## YOUR OBJECTIVE
Copy exactly the line containing "Add Telnyx data" and each line after it to the end of the listing, and output nothing else.
*** RECORDS SUPPLIED Section Begins ***
PR #994, opened 2024-09-18
Add Telnyx data object to expected return type

ch-iara:


jkilpatr:
I amended this into my commit in order to keep the fix clean. It is merged.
*** RECORDS SUPPLIED Section Ends ***
## TASK SOLUTION
Add Telnyx data object to expected return type

ch-iara:


jkilpatr:
I amended this into my commit in order to keep the fix clean. It is merged.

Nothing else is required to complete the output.